PR #474, opened 2026-09-16
Bind Roman point-source paint to with_source

### LINKED ISSUE #360: point sources plotted when source=False
when creating images and only want to show the deflector, setting source=False removes the extended source but keeps the point sources

shaneraphel:
Closes #360

`simulate_image` already exposes independent `with_source` and `with_point_source` flags (both default True) and binds `point_source_add=with_point_source`. The earlier Roman dest collapsed those two channels onto `with_source`, so a host-off request also forced the point source off.

This change adds `with_point_source=True` on `simulate_roman_image` and binds `point_source_add=with_point_source`. Default True matches the LSST occupancy. It does not rewrite `simulate_image`.

| `with_source` | `with_point_source` | leftover `point_source_add` | dest `point_source_add` |
| --- | --- | --- | --- |
| False | True (default) | False | True |
| False | False | False | False |
| True | True | True | True |
| True | False | True | False |


ahuang314 (changes requested):
> It does not add a new `with_point_source` keyword

Maybe we should add it here too, for consistency

shaneraphel:
Added `with_point_source=True` on `simulate_roman_image` and bound `point_source_add=with_point_source`, matching `simulate_image`. Default True is the LSST occupancy: `with_source=False` no longer forces the point source off.

| `with_source` | `with_point_source` | leftover `point_source_add` | dest `point_source_add` |
| --- | --- | --- | --- |
| False | True (default) | False | True |
| False | False | False | False |
| True | True | True | True |
| True | False | True | False |

ahuang314 (approved):

sibirrer (approved):
Thank you @shaneraphel !

PR #475, opened 2026-09-16
Add u-band to Euclid-Roman-LSST YAML

Zhengjingyi0823:
Add u-band to euclid-roman-lsst-like.yaml


sibirrer:
I assigned @timedilatesme as a reviewer. There might be a reason we do not support as much the LSST-u band

sibirrer:
@timedilatesme I added you as a reviewer her, just to make sure things are ok with you

timedilatesme:
Hello @sibirrer ! Sounds good! Sorry was just writing the reply.

Skypy galaxies only allow u band fluxes being calculated for a redshift of `z < 4` but by default mostly we simulate galaxies down to z = 5 where skypy SEDs fails to give u band fluxes so that's why we haven't kept this as a default option.

There is a way to provide optional argument while making the skypy galaxy population [here](https://github.com/LSST-strong-lensing/slsim/blob/main/slsim/Pipelines/skypy_pipeline.py) the `z_max = 4` and filters = ['u', 'g', 'r', 'i', 'z', 'y'] [should work](https://github.com/LSST-strong-lensing/slsim/blob/38a426e02f8277a478ffd35910166d6acfc9c55f/slsim/Pipelines/skypy_pipeline.py#L34-L36).

So I think we should not hardcode the u band in there.

@Zhengjingyi0823 you can provide the optional arguments during the instantiation of skypypipeline so that we don't modify the default config.

sibirrer:
ah right @timedilatesme. Can we perhaps make the skypy pipeline result overwrite Nan's with magnitude =1000 or so, just to make sure it can be processed? I don't expect u-band flux from high-z lenses anyways

timedilatesme:
Sounds great @sibirrer ! Will make these changes and push the PR.

PR #860, opened 2026-05-10
fix(web): mobile task switcher sheet skeleton while snapshot loads

zeval:
## Summary
- Mobile task page sheet showed "No tasks yet." instead of a loading state when the workflow snapshot hadn't hydrated `state.kanban` (and stayed that way silently on fetch failure).
- `useWorkflowSnapshot` now flips `kanban.isLoading=true` while a fetch for an un-hydrated workflow is in flight and back to `false` on settle (cancel-safe). Errors surface via `console.warn` instead of the prior swallow.
- `useTasks` returns `{ tasks, isLoading }`; sheet's `useSheetData` exposes `tasksLoading` and feeds it into the existing `TaskSwitcher` skeleton.

## Test plan
- [x] `pnpm vitest run hooks/use-tasks.test.ts hooks/use-workflow-snapshot.test.ts` — 11 new tests, all pass
- [x] Full `pnpm --filter @kandev/web test` — 1242 / 1242 pass
- [x] `tsc --noEmit` clean
- [x] `pnpm --filter @kandev/web lint` clean
- [ ] Manual mobile-viewport repro: open `/t/[taskId]` directly, tap hamburger → sheet should skeleton then list, not "No tasks yet."
- [ ] Manual mobile-viewport repro with snapshot endpoint stubbed to 5xx → empty-state copy + console warning, no infinite skeleton

### DIFF
--- a/apps/web/components/task/mobile/session-task-switcher-sheet-hooks.ts
+++ b/apps/web/components/task/mobile/session-task-switcher-sheet-hooks.ts
@@ -87,7 +87,7 @@ export function useSheetData(workspaceId: string | null, workflowId: string | nu
   const gitStatusByEnvId = useAppStore((state) => state.gitStatus.byEnvironmentId);
   const envIdBySessionId = useAppStore((state) => state.environmentIdBySessionId);
   const messagesBySession = useAppStore((state) => state.messages.bySession);
-  const { tasks } = useTasks(workflowId);
+  const { tasks, isLoading: tasksLoading } = useTasks(workflowId);
   const steps = useAppStore((state) => state.kanban.steps);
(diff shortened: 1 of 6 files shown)


zeval:
Addressed Greptile + Claude review feedback in b473839d:

- guarded `useWorkflowSnapshot` finally block with `cancelled` so an old fetch settling after a workflowId switch can't collapse the new effect's skeleton.
- dropped the redundant `kanbanIsLoading` subscription in `useSheetData` and now forward `tasksLoading` directly.
- fixed the `setState` mock in `use-tasks.test.ts` to actually mutate state (matches `use-workflow-snapshot.test.ts`), and added a regression test for the workflowId-mid-fetch race.

PR #886, opened 2026-05-12
fix(web): allow delete/archive of kanban cards in All Workflows view

carlosflorencio:
Deleting or archiving a kanban card from the All Workflows swimlane silently no-opped because `useTaskCRUD` early-returned when `kanban.workflowId` was null, leaving the dialog closing but the task still on the board. Removing the workflow guard (these operations are task-scoped, not workflow-scoped) restores the expected behaviour.

## Validation

- TDD: added two regression e2e tests in `apps/web/e2e/tests/kanban/card-menu-delete-archive.spec.ts` that fail without the fix and pass with it.
- `pnpm --filter @kandev/web e2e -- tests/kanban/card-menu-delete-archive.spec.ts` (5/5 pass).
- `pnpm --filter @kandev/web typecheck`, `pnpm --filter @kandev/web lint`, full web unit suite (1315 tests pass).
- `make -C apps/backend test lint`.

## Checklist

### DIFF
--- a/apps/web/e2e/tests/kanban/card-menu-delete-archive.spec.ts
+++ b/apps/web/e2e/tests/kanban/card-menu-delete-archive.spec.ts
@@ -1,6 +1,8 @@
 import { test, expect } from "../../fixtures/test-base";
 import { KanbanPage } from "../../pages/kanban-page";
 
+const TASK_VISIBLE_TIMEOUT = 10_000;
+
 // Regression: clicking Delete / Archive must show the confirm dialog, not navigate to the task.
 test.describe("Kanban card actions menu — delete/archive does not navigate", () => {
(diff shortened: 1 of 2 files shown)


carlosflorencio:
Thanks for the review.

1. **Unit test for `useTaskCRUD`**: skipping for this PR. The hook never had a colocated test (pre-existing gap, as noted) and the two new e2e tests fully exercise the regression path. Adding a unit test purely for this two-line guard removal would broaden the scope beyond the bug fix; happy to revisit if the hook gets more logic later.

2. **Inline reason on the eslint-disable**: applied. Moved the explanation onto the same line as the `eslint-disable-next-line` directive so a future reader can't strip `testPage` from the destructure without seeing why it's there.

PR #932, opened 2026-05-18
chore: suppress pnpm modules-purge prompt in non-interactive installs

carlosflorencio:
Running `make start-debug` (or any target that calls `install-web`) would prompt for confirmation when pnpm needed to purge and reinstall node_modules, blocking non-interactive shells and piped runs like `make start-debug | tee logs.txt`. Setting `confirm-modules-purge=false` in `apps/.npmrc` silences this globally without affecting install behaviour.

Also fixes a flaky backend test (`TestFeatures_DefaultOff`) that failed when `KANDEV_DEBUG_DEV_MODE=true` was set in the host environment, causing `DetectEnvironment()` to return `EnvDev` and seed wrong defaults.

**Validation**
- `make -C apps/backend test lint`
- `cd apps && pnpm --filter @kandev/web lint`

**Checklist**
- [ ] Tests added/updated
- [ ] Docs updated if needed

### DIFF
--- a/apps/.npmrc
+++ b/apps/.npmrc
@@ -1,3 +1,5 @@
 # Hoist @lezer/highlight for codemirror theme packages that expect it as a peer dependency
 public-hoist-pattern[]=@lezer/*
 
+confirm-modules-purge=false
+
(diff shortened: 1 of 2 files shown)


carlosflorencio:
Acknowledged - `t.Setenv` is idiomatic here (auto-restores via `t.Cleanup`); the pattern difference from the profiles package helper is fine since these are separate packages.

PR #994, opened 2026-05-21
fix(cli): include ~/.local/bin in service unit PATH for user-mode installs

nlenepveu:
## Summary

`kandev service install` generates a systemd user unit (or launchd user agent) with a hard-coded PATH that omits `~/.local/bin`. That's exactly where agent CLIs land when installed via `npm i -g` with a user prefix, `pipx`, `cargo install`, or fnm/nvm — including the `kandev` binary itself (the unit's `ExecStart` references `~/.local/bin/kandev`!). The daemon can find itself but not its sibling CLIs, so `claude`, `codex`, `opencode`, etc. show up as `not_installed` in the agents list even though they're on the user's interactive PATH.

User-mode units now prepend the loading user's `~/.local/bin`:
- systemd: uses the `%h` specifier (expands to the user's home for `--user` units).
- launchd: interpolates `os.homedir()` at render time (no `%h` equivalent).

System-mode units keep the original system-only PATH — `~/.local/bin` is meaningless for root / `systemUser`.

Repro: install kandev as a user service, install `claude` via `npm i -g` with a user prefix, then call `list_agents` — claude-acp shows `capability_status: "not_installed"`. After this fix, regenerating the unit (`kandev service install`) and restarting picks it up.

## Test plan
- [x] `vitest run src/service/templates.test.ts` — 16 tests pass, including new positive coverage for user-vs-system PATH on both renderers.
- [x] Manual: re-run `kandev service install`, verify `~/.config/systemd/user/kandev.service` contains `Environment=PATH=%h/.local/bin:…`, restart, confirm previously-not-installed agents flip to OK.

### DIFF
--- a/apps/cli/src/service/templates.test.ts
+++ b/apps/cli/src/service/templates.test.ts
@@ -43,6 +43,30 @@ describe("renderSystemdUnit", () => {
     expect(unit).not.toContain("KANDEV_SERVER_PORT");
   });
 
+  it("prepends %h/.local/bin to PATH for user-mode units", () => {
+    const unit = renderSystemdUnit({
+      launcher: NPM_LAUNCHER,
+      homeDir: "/home/alice/.kandev",
+      logDir: "/home/alice/.kandev/logs",
+      mode: "user",
+    });
+    expect(unit).toMatch(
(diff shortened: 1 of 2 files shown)


jcfs (commented):
Thanks for the fix — the user-vs-system PATH split is clean and the tests cover the right cases.

jcfs:
Hey @nlenepveu — this PR has merge conflicts with main (specifically with #1000, which also touches the service unit PATH in `apps/cli/src/service/templates.ts` and its tests). Could you rebase onto latest `main` and resolve the conflicts? Once that's done we can get it merged. Thanks!

PR #1007, opened 2026-05-22
fix(release): build kandev binary with -tags fts5

### LINKED ISSUE #1006: [Bug]: npx kandev@latest fails with 'no such module: fts5' after running make start from local repo
## Summary

Running `make start` from the local kandev repo migrates the production database at `~/.kandev/data/kandev.db` to a newer schema version. After that, `npx kandev@latest` fails on every subsequent run with `failed to initialize schema: no such module: fts5`.

## Affected area

CLI

## Kandev version

npx: `v0.50.0` (internal version string: `dev`)
Local repo build: `v0.50.0-26-g3c7b6c3d`

## Install mode

Source build

## Environment

- OS: Windows 11 + WSL2
- Architecture: amd64
- Kernel: 6.6.87.2-microsoft-standard-WSL2
- Node: v25.2.1

## Kandev configuration

- Install mode: `npx kandev@latest` (npm release)
- Relevant env vars: none set

## Task/session context

N/A

## Steps to reproduce

1. Have `npx kandev@latest` working normally (DB at `~/.kandev/data/kandev.db` with version `dev`)
2. Clone the kandev repo locally
3. Run `make start` from the repo root
4. Stop the local server
5. Run `npx kandev@latest` again
6. Backend exits immediately with code 1

## Reproducibility

Always

## Clean-state check

Does not reproduce on clean state (deleting `~/.kandev/data/kandev.db` and letting npx recreate it works)

## Expected behavior

`npx kandev@latest` should start normally regardless of whether a local dev build was previously run against the same database.

## Actual behavior

Backend exits with code 1. Full backend log:

```text
[kandev] release: (npm)
[kandev] url: http://localhost:38429
[kandev] mcp: http://localhost:38429/mcp
[kandev] db: ~/.kandev/data/kandev.db
[kandev] log level: warn
[kandev] starting backend...
[kandev] backend exited (code=1, signal=null)
[kandev] shutting down (backend exit)...
```

Running the backend binary directly reveals the root cause:

```text
INFO  Starting Kandev (unified mode)...
INFO  Initializing Task Service...
INFO  pre-migration backup taken  {"from_version": "v0.50.0-26-g3c7b6c3d", "to_version": "dev", ...}
INFO  Database initialized (single-writer pool)  {"db_path": "~/.kandev/data/kandev.db", "db_driver": "sqlite"}
ERROR Failed to initialize repositories  {"error": "failed to initialize schema: no such module: fts5"}
```

## Root cause (analysis)

`make start` uses `apps/cli/src/start.ts` which defaults the DB path to `~/.kandev/data/kandev.db` — the same production database used by `npx kandev@latest`. The locally built binary (`v0.50.0-26-g3c7b6c3d`) writes its version to `kandev_meta` and runs schema migrations including FTS5 virtual tables.

When `npx kandev@latest` (internal version: `dev`) starts next, it detects a version mismatch (`v0.50.0-26-g3c7b6c3d` ≠ `dev`), attempts to re-initialize the schema, and fails because the SQLite bundled in the npm release binary does not have the FTS5 module compiled in.

Note: `make dev` correctly isolates state under `<repo>/.kandev-dev/` via `KANDEV_HOME_DIR` and does NOT have this problem. Only `make start` is affected.

## Workaround

Manually reset the `kandev_version` key in the meta table back to `dev`:

```bash
python3 -c "
import sqlite3
conn = sqlite3.connect('/home/<user>/.kandev/data/kandev.db')
conn.execute(\"UPDATE kandev_meta SET value='dev' WHERE key='kandev_version'\")
conn.commit()
conn.close()
"
```

Or restore from the auto-backup kandev creates before migrating (found in `~/.kandev/data/backups/`).

## Last known good version

`v0.50.0` (npx) — worked before `make start` was run from the local repo.

## Extra context

Two related issues:
1. `make start` should either warn users it will mutate the production DB, or default to an isolated path (like `make dev` does with `.kandev-dev/`).
2. The FTS5 module appears to be missing from the SQLite bundled in the npm release binary (`@kdlbs/runtime-linux-x64`), but required by the schema init path triggered on version mismatch.

## Before submitting

- [x] I can reproduce this using the steps above.
- [x] I removed secrets, tokens, private repository URLs, private prompts, and customer data.
- [x] I searched existing issues and did not find a duplicate.

jcfs:
## Summary

- v0.50.0 introduced the `tasks_fts` FTS5 virtual table + sync triggers (#914) and added `-tags fts5` to `apps/backend/Makefile`, but **not** to `.github/workflows/release.yml`. The published binary therefore ships without the SQLite fts5 module.
- Fresh installs are unaffected — `migrateTaskFTS` swallows the "module not available" error and search falls back to LIKE. But any DB that an FTS5-enabled build has already touched contains `tasks_fts` + triggers that reference it, and the non-FTS5 release binary fails schema init on the next DML against `tasks` with `no such module: fts5`.
- This patch adds `-tags fts5` to the release-workflow `kandev` build and propagates the standard version ldflags from the Makefile so `kandev --version` reports the released tag instead of the build-time default `dev`.

Fixes #1006.

## Test plan

- [ ] CI builds the release artifacts cleanly on linux/darwin/windows
- [ ] After release, reproduce the bug scenario from #1006: run a local FTS5-enabled `make start`, then `npx kandev@latest start` against the same `~/.kandev/data/kandev.db` — boot should succeed
- [ ] `kandev --version` on the released binary reports the tag (not `dev`)

### DIFF
--- a/.github/workflows/release.yml
+++ b/.github/workflows/release.yml
@@ -360,15 +360,28 @@ jobs:
           sudo apt-get update
           sudo apt-get install -y gcc-mingw-w64-x86-64
 
+      # The `fts5` build tag is REQUIRED on the kandev binary. The office
+      # task search migrations create a `tasks_fts` virtual table using
+      # `USING fts5(...)`; without the tag, mattn/go-sqlite3 lacks the
+      # module and any subsequent boot against a DB that already has the
+      # virtual table fails with "no such module: fts5" during schema init.
+      # See issue #1006 for the regression this prevents.
+      #
+      # Version ldflags mirror apps/backend/Makefile so `kandev --version`
+      # reports the released tag instead of the build-time default "dev".
       - name: Build backend binaries
         env:
           CC: ${{ matrix.cc || '' }}
+          KANDEV_VERSION: ${{ needs.prepare.outputs.tag }}
         run: |
           cd apps/backend
           mkdir -p bin
           EXT=${{ matrix.goos == 'windows' && '.exe' || '' }}
-          go build -o bin/kandev${EXT} ./cmd/kandev
-          go build -o bin/agentctl${EXT} ./cmd/agentctl
+          COMMIT=$(git rev-parse --short HEAD)
+          BUILD_TIME=$(date -u '+%Y-%m-%dT%H:%M:%SZ')
+          LDFLAGS="-s -w -X main.Version=${KANDEV_VERSION} -X main.Commit=${COMMIT} -X main.BuildTime=${BUILD_TIME}"
+          go build -tags fts5 -ldflags "${LDFLAGS}" -o bin/kandev${EXT} ./cmd/kandev
+          go build -ldflags "${LDFLAGS}" -o bin/agentctl${EXT} ./cmd/agentctl
 
       # Cross-compile a linux/amd64 agentctl regardless of the host platform.
       # Remote executors (local Docker, remote Docker, Sprites) bind-mount this
--- a/.github/workflows/release.yml
+++ b/.github/workflows/release.yml
@@ -380,6 +380,9 @@ jobs:
           COMMIT=$(git rev-parse --short HEAD)
           BUILD_TIME=$(date -u '+%Y-%m-%dT%H:%M:%SZ')
           LDFLAGS="-s -w -X main.Version=${KANDEV_VERSION} -X main.Commit=${COMMIT} -X main.BuildTime=${BUILD_TIME}"
+          # Export to subsequent steps so the cross-compiled agentctl helper
+          # below gets the same version metadata (matches Makefile parity).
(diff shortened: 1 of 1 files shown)


jcfs:
@greptileai — good catch, fixed in 0f32efd. Exported `LDFLAGS` via `$GITHUB_ENV` from the "Build backend binaries" step so the cross-compiled `agentctl-linux-amd64` helper picks up the same `-X main.Version/Commit/BuildTime` metadata, matching `apps/backend/Makefile`'s `build-agentctl-linux` target.

@claude — agreed the `-X` flags on `agentctl` are currently no-ops because `cmd/agentctl/main.go` doesn't declare those variables. Keeping them anyway for Makefile parity and so it just works if/when `agentctl` grows a `--version` flag of its own.

Issue #1032, opened 2026-05-23
CLI passthrough: three load-bearing gaps requiring per-deployment workarounds (cold-launch loop, unreliable submit, no MCP injection)


dbrown99c:
We've been driving an autonomous workflow on top of Kandev cli_passthrough sessions for ~a week and hit three distinct gaps that all require local workarounds. Filing as a single issue so maintainers can see the systemic pattern; happy to split into individual issues if preferred.

Context: passthrough Claude Code TUI on Windows, claude-acp profile with `cli_passthrough: true`, custom scoping/development workflows.

Related: #1031 (mobile UI passthrough render bug), PR #923 (auto-inject task description on idle).

---

### Symptom
A passthrough session created with `start_agent: false` and no prior `EnsureSession` call lands on a workflow column. The on_enter `auto_start_agent` event fires, the launcher spawns `claude.exe` bare (no positional prompt, no `-c`, no `--resume`). Claude defaults to "continue last conversation" semantics, finds none, exits, gets auto-restarted by `handlePassthroughExit`, loops forever.

### Repro
1. POST a task with `start_agent: false` directly into a column whose step has `on_enter: [{ type: auto_start_agent }]`
2. Don't call `session.ensure`
3. The lifecycle eventually spawns the PTY via `processOnEnter` → `autoStartPassthroughPrompt` → `WritePassthroughStdin` against an execution that hasn't started yet → falls into restart path
4. Process listing shows `claude.exe --verbose --model default --dangerously-skip-permissions` with NO positional arg — that's the broken case

### Root cause
`apps/backend/internal/agent/runtime/lifecycle/manager_passthrough.go`'s `freshPassthroughCommand` deliberately builds a Command with no SessionID / no Resume / no Prompt:

```go
cmd := resolved.agent.BuildPassthroughCommand(agents.PassthroughOptions{
    Model:            profileModel(resolved.profile),
    PermissionValues: profilePermissionValues(resolved.profile),
    CLIFlagTokens:    m.profileCLIFlagTokens(resolved.profile),
})
```

When that's the relaunch after a fast-fail, claude exits immediately because there's nothing to resume and no prompt to process. `attemptResumeFallback` writes the "[No prior conversation to resume]" banner and starts the same fresh command again. Infinite loop.

### Workaround we ship
[...]

PR #1033, opened 2026-05-23
fix(mobile): passthrough TUI rendering + touch-scroll (closes #1031)

### LINKED ISSUE #1031: Mobile UI: passthrough TUI silently disappears on re-mount — Chat tab falls back to TaskChatPanel
## Summary

On mobile viewport, the Chat tab for cli_passthrough sessions sometimes renders the `TaskChatPanel` (description bubble + status indicator) instead of the live `<PassthroughTerminal>` xterm, even though the backend PTY process is alive and healthy.

## Repro

Reliably reproducible in Chrome devtools:

1. Create a task with a `cli_passthrough: true` agent profile (e.g. claude-acp default)
2. Open the task in desktop viewport — Chat tab shows the live TUI ✓
3. Toggle Chrome devtools mobile viewport (iPhone/Pixel preset)
4. The Chat tab swaps to the chat-bubble view (no TUI)
5. Toggle back to desktop viewport — TUI returns

Also reproduces on real mobile devices: navigate away from the task panel and back, TUI is gone.

## Root cause

`apps/web/components/task/mobile/session-mobile-layout.tsx:68`:

```jsx
{isPassthroughMode ? (
  <PassthroughTerminal sessionId={effectiveSessionId} mode="agent" />
) : (
  <TaskChatPanel sessionId={effectiveSessionId} onOpenFile={onOpenFile} />
)}
```

`isPassthroughMode` is derived in `apps/web/components/task/task-center-panel.tsx:55`:

```js
const isPassthroughMode = useMemo(() => {
  if (!activeSession?.agent_profile_snapshot) return false;
  const snapshot = activeSession.agent_profile_snapshot as any;
  return snapshot?.cli_passthrough === true;
}, [activeSession?.agent_profile_snapshot]);
```

The memo returns `false` when `agent_profile_snapshot` is missing from the Redux store's session record. The DB has `cli_passthrough: true` populated correctly in the JSON blob, AND `task_sessions.is_passthrough = 1` on the column — only the frontend's cached snapshot is sometimes undefined on re-mount.

## Why desktop isn't affected

`apps/web/components/task/dockview-desktop-layout.tsx:259` renders `<PassthroughTerminal>` **unconditionally** for the passthrough panel slot — no `isPassthroughMode` ternary. So desktop never falls back even when the snapshot is stale.

## Proposed fix

Either:

**A.** Make `isPassthroughMode` accept the `is_passthrough` boolean on the session as authoritative:

```js
const isPassthroughMode = useMemo(() => {
  if (activeSession?.is_passthrough === true) return true;
  if (!activeSession?.agent_profile_snapshot) return false;
  return (activeSession.agent_profile_snapshot as any)?.cli_passthrough === true;
}, [activeSession?.is_passthrough, activeSession?.agent_profile_snapshot]);
```

This matches the backend's source-of-truth logic: `StartAgentProcess` (`apps/backend/internal/agent/runtime/lifecycle/manager_startup.go`) uses `execution.IsPassthrough` (sourced from `TaskSession.IsPassthrough`) as the routing authority, with a comment that says exactly this: *"the session-creation snapshot is the source of truth: a profile that toggles CLIPassthrough after the session was created must not strand existing sessions in the wrong launch path."*

**B.** Or: ensure the session fetch path that hydrates the Redux store on mobile re-mount always includes the `agent_profile_snapshot` field.

A is cheaper and consistent with the existing backend invariant.

## Environment

- Kandev: native Windows binary (NSSM service), commit ~current main as of 2026-05-22
- Browser: Chrome 130 desktop with mobile viewport
- Also reproed on iOS Safari mobile (same task across network changes)

dbrown99c:
## Summary

Two surgical fixes for the mobile cli_passthrough UX issues reported in #1031.

### 1. `task-center-panel.tsx` — passthrough TUI silently disappears on re-mount

`isPassthroughMode` previously only consulted `agent_profile_snapshot.cli_passthrough`. When the Redux store re-hydrated a session without the full snapshot (the leaner session-list responses populate the row but omit the JSON snapshot), the memo returned `false` and the mobile chat panel rendered `TaskChatPanel` (description bubble + status banner) instead of the live `PassthroughTerminal`.

Desktop wasn't affected because `dockview-desktop-layout.tsx:250` (and `dockview-header-actions.tsx:68`, `task-page-content.tsx:133`) already reads `session.is_passthrough` directly as the source of truth — that matches what `manager_startup.go`'s `StartAgentProcess` routes on. Mobile was the only place still using only the snapshot, so the bug was mobile-only by accident, not by design.

Fix: short-circuit on `activeSession.is_passthrough === true`, fall back to the snapshot check only when that field isn't populated (e.g. legacy sessions before the column was added).

### 2. `passthrough-terminal.tsx` — terminal scrollback unreachable on mobile

xterm.js handles mouse wheel scrolling natively but doesn't wire any touch handlers. Swiping inside the terminal on mobile bubbled up the gesture and scrolled the page — meaning anything that scrolled off the top of the terminal viewport (which is most of a long-running agent session) was unreachable. The user could only see whatever fit in the current screen.

New `useMobileTouchScroll` hook attaches `touchstart` / `touchmove` / `touchend` to the terminal div, maps vertical drag delta to `Terminal.scrollLines(...)`, and only activates on `(pointer: coarse)` so desktop xterm behaviour stays identical. Row-height is sourced from xterm's internal `_core._renderService.dimensions.css.cell.height` with a measured-from-DOM fallback and a 16px constant as a last resort.

## Test plan

- [ ] Manual: open a `cli_passthrough: true` task on mobile (or Chrome devtools mobile viewport), verify TUI renders in Chat tab
- [ ] Manual: navigate to a different mobile panel (Plan / Changes / Files / Terminal) and back to Chat — TUI re-mounts, doesn't fall back to `TaskChatPanel`
- [ ] Manual: in mobile Chat tab with a TUI that has scrolled output, swipe vertically inside the terminal — scrollback scrolls, page stays put
- [ ] Manual: desktop unchanged — mouse wheel still works, text selection still works (the touch hook bails on `(pointer: fine)`)
- [ ] Automated: no existing tests for `task-center-panel.tsx` or `passthrough-terminal.tsx` — happy to add Vitest unit tests for `isPassthroughMode` and/or a Playwright spec for the mobile re-mount scenario if maintainers prefer that bar before merge

## Related

- Closes #1031
- Filed alongside #1032 (broader cli_passthrough first-class gaps); these two fixes don't depend on that work.
- Out of scope for this PR but related (planned follow-up): expose the `MobileTerminalKeybar` in the Chat tab for passthrough sessions, not just the Terminal tab. Currently the keybar's `visible` prop in `session-mobile-layout.tsx:394` is gated on `currentMobilePanel === "terminal"` only, so passthrough agents on mobile have no way to send Ctrl-C / Ctrl-D / Tab / arrows. Will file separately once this lands.

### DIFF
--- a/apps/web/components/task/passthrough-terminal.tsx
+++ b/apps/web/components/task/passthrough-terminal.tsx
@@ -249,6 +249,7 @@ export function PassthroughTerminal(props: PassthroughTerminalProps) {
   });
 
   usePendingCommand(pendingCommand, isConnected, wsRef, onCommandSent);
+  useMobileTouchScroll(refs.terminalRef, refs.xtermRef, isTerminalReady);
 
   return (
     <div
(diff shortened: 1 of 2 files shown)


dbrown99c:
Closing while we iterate further on this fix locally. The diff missed one of two  memos (only fixed , not , which is what the mobile layout actually consumes), and pull-to-refresh on iOS Safari still triggers a re-mount race we want to harden against before a fresh PR. Will reopen once validated end-to-end on real device.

:::

What is expected » With the line that has "const gitStatusByEnvId = useAppStore((state)" as the first and the line that has "--filter @kandev/web e2e" as the last, repeat exactly that run of lines above and no more.

Problem solution »
   const gitStatusByEnvId = useAppStore((state) => state.gitStatus.byEnvironmentId);
   const envIdBySessionId = useAppStore((state) => state.environmentIdBySessionId);
   const messagesBySession = useAppStore((state) => state.messages.bySession);
-  const { tasks } = useTasks(workflowId);
+  const { tasks, isLoading: tasksLoading } = useTasks(workflowId);
   const steps = useAppStore((state) => state.kanban.steps);
(diff shortened: 1 of 6 files shown)


zeval:
Addressed Greptile + Claude review feedback in b473839d:

- guarded `useWorkflowSnapshot` finally block with `cancelled` so an old fetch settling after a workflowId switch can't collapse the new effect's skeleton.
- dropped the redundant `kanbanIsLoading` subscription in `useSheetData` and now forward `tasksLoading` directly.
- fixed the `setState` mock in `use-tasks.test.ts` to actually mutate state (matches `use-workflow-snapshot.test.ts`), and added a regression test for the workflowId-mid-fetch race.

PR #886, opened 2026-05-12
fix(web): allow delete/archive of kanban cards in All Workflows view

carlosflorencio:
Deleting or archiving a kanban card from the All Workflows swimlane silently no-opped because `useTaskCRUD` early-returned when `kanban.workflowId` was null, leaving the dialog closing but the task still on the board. Removing the workflow guard (these operations are task-scoped, not workflow-scoped) restores the expected behaviour.

## Validation

- TDD: added two regression e2e tests in `apps/web/e2e/tests/kanban/card-menu-delete-archive.spec.ts` that fail without the fix and pass with it.
- `pnpm --filter @kandev/web e2e -- tests/kanban/card-menu-delete-archive.spec.ts` (5/5 pass).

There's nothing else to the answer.